> **EXERCISE INSTRUCTIONS**
Pick every line out of the entries below that holds the string "corresponding", and report them.

> **DATASET ENTRIES**
---+---

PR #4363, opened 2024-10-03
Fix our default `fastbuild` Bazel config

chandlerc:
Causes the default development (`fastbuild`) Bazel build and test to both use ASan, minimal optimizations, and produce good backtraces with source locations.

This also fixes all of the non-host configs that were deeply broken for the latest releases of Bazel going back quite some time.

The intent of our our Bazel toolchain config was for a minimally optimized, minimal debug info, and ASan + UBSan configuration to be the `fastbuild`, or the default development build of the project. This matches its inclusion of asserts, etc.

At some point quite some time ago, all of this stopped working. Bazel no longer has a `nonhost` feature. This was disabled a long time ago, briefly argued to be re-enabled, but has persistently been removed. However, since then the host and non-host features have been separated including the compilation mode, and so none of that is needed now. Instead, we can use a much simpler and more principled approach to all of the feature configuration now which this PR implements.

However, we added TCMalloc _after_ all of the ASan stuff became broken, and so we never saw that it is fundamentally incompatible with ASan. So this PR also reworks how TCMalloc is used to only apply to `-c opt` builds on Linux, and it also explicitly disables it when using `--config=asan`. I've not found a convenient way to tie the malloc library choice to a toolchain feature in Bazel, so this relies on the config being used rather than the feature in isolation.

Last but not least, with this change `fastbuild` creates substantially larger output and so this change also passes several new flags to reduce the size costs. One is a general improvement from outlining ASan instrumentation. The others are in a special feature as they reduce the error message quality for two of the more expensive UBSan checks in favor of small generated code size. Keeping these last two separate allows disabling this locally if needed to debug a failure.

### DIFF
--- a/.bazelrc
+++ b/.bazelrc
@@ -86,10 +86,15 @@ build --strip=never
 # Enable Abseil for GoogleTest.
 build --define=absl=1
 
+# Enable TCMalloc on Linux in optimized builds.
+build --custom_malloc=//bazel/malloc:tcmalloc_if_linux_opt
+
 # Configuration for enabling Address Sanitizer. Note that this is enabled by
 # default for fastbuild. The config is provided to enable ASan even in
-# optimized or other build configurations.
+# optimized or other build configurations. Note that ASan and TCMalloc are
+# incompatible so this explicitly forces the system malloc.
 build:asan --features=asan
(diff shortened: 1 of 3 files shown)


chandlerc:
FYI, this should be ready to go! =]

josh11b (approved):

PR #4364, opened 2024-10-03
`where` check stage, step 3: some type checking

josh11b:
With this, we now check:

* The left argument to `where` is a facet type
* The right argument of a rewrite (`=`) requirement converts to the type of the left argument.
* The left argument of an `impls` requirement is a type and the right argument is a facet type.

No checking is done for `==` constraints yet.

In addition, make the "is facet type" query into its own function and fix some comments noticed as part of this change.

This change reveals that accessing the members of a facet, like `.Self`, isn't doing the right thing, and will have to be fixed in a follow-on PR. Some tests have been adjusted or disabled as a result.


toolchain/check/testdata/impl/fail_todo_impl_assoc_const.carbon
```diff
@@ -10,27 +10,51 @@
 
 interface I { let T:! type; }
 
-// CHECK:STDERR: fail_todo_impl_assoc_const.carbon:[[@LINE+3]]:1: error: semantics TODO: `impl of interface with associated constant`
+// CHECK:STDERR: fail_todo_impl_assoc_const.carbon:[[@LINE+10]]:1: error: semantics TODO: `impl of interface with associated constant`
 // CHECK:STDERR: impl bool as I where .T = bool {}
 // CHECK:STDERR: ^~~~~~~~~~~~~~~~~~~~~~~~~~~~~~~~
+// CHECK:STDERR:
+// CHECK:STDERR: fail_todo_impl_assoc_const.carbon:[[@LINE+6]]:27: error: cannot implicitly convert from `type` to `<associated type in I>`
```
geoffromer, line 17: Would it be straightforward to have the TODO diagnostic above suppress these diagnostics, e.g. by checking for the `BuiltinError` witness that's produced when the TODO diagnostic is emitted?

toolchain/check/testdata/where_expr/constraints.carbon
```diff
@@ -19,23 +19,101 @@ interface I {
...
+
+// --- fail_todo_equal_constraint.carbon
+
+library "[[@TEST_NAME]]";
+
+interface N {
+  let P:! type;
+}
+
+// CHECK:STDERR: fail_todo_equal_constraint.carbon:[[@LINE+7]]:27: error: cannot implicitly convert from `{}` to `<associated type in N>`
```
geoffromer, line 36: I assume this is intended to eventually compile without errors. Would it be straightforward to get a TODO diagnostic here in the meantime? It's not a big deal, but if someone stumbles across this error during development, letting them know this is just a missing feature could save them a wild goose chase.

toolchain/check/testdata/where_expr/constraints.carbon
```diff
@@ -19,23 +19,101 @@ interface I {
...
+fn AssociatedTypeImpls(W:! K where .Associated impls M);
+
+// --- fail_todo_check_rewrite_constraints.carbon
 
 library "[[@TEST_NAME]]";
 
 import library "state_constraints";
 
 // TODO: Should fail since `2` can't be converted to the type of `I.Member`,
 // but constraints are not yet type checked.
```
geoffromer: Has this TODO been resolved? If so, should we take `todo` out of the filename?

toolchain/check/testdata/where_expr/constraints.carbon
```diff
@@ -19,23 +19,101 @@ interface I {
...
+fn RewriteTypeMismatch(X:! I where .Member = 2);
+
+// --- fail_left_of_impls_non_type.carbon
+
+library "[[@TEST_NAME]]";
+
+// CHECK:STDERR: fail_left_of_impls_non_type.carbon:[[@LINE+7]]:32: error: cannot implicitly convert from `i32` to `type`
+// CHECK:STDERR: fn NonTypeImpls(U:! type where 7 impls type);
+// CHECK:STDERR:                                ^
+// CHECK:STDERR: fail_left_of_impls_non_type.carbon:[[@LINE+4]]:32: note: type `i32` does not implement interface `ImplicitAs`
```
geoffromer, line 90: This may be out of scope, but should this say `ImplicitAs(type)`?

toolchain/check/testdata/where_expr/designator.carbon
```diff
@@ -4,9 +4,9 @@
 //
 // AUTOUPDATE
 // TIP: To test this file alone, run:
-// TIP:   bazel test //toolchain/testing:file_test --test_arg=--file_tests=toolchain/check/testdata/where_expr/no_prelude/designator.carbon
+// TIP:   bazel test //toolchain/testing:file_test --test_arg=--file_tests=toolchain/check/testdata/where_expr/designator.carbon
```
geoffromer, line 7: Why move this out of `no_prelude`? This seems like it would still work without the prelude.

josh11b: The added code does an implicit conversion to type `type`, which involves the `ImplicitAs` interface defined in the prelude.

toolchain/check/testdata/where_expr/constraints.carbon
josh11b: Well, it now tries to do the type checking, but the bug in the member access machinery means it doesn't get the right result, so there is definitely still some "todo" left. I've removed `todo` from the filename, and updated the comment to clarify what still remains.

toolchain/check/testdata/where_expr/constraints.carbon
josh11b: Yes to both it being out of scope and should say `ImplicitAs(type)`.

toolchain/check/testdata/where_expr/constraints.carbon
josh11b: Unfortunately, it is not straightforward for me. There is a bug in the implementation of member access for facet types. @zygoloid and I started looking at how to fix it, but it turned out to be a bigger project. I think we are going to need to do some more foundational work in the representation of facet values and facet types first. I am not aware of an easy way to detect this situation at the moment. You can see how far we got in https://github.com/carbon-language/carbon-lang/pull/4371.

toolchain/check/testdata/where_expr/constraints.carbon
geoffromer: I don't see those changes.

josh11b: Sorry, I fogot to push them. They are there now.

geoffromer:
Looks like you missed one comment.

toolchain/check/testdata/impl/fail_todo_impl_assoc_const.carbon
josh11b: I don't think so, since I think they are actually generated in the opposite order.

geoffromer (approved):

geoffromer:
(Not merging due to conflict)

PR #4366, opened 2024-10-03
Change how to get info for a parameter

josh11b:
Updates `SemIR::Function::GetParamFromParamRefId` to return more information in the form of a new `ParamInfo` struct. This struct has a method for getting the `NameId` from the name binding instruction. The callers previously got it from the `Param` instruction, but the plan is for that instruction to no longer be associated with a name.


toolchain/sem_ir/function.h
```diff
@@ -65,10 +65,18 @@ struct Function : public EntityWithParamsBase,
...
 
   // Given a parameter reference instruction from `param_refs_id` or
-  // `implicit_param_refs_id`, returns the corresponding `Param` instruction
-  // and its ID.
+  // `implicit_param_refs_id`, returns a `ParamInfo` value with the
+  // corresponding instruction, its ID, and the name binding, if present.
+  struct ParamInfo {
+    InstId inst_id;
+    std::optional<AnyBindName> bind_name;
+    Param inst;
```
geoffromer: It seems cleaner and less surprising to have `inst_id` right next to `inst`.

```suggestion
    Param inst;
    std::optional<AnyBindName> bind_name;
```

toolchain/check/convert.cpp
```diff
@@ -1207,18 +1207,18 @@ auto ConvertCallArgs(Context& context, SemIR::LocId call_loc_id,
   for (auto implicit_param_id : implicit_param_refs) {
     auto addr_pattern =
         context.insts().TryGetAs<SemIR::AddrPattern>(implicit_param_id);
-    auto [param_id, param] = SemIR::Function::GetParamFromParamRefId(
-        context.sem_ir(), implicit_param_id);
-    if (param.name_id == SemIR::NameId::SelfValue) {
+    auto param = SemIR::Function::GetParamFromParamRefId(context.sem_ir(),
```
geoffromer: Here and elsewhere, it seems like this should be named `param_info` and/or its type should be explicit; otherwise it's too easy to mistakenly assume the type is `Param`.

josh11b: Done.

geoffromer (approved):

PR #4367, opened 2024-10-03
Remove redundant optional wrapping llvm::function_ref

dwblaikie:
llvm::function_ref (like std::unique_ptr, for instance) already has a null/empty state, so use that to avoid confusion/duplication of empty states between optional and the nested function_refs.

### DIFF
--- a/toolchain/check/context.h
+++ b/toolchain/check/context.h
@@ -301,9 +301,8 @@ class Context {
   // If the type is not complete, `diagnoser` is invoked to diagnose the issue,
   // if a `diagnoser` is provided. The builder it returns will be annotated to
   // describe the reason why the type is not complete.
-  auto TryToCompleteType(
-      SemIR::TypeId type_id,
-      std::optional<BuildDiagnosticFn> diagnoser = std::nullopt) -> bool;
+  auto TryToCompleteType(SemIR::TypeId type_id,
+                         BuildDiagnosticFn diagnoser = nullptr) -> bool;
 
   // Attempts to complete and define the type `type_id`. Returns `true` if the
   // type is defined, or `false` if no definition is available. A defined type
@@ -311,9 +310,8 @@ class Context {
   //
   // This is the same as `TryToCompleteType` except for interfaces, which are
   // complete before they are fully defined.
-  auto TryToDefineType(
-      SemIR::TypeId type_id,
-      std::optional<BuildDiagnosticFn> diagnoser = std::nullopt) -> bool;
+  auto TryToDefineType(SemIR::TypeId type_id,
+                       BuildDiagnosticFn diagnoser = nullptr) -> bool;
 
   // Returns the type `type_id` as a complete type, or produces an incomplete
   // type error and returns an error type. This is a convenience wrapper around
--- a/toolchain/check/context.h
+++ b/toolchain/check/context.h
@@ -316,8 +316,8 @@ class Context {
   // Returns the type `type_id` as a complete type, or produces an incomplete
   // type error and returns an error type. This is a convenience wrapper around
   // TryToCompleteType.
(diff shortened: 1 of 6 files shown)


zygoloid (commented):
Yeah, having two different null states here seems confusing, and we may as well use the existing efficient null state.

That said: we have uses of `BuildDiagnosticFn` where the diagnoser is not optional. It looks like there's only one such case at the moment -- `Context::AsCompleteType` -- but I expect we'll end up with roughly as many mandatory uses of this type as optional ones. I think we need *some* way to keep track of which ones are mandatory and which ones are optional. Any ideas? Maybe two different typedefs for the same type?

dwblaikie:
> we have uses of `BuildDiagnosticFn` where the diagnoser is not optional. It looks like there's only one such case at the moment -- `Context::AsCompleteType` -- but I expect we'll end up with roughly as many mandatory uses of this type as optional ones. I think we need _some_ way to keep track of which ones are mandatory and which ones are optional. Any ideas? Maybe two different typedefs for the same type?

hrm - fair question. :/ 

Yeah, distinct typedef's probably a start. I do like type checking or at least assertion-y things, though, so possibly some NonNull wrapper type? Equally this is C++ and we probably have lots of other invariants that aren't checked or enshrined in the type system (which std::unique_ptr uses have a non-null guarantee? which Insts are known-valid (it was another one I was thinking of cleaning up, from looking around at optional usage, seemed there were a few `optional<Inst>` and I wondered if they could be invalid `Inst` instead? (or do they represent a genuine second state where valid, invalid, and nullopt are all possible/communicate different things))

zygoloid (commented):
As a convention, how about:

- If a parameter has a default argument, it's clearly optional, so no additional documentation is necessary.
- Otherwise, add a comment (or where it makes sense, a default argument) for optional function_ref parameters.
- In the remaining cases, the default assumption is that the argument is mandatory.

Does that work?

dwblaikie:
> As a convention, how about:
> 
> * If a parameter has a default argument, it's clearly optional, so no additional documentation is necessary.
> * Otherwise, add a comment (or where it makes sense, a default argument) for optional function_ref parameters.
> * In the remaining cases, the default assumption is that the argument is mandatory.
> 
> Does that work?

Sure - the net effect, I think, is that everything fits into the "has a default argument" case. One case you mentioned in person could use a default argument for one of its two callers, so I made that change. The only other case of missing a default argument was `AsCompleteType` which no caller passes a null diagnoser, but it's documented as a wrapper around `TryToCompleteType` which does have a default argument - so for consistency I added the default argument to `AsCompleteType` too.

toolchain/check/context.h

---+---

> **RESULT OF THIS TASK**
-  // `implicit_param_refs_id`, returns the corresponding `Param` instruction
+  // corresponding instruction, its ID, and the name binding, if present.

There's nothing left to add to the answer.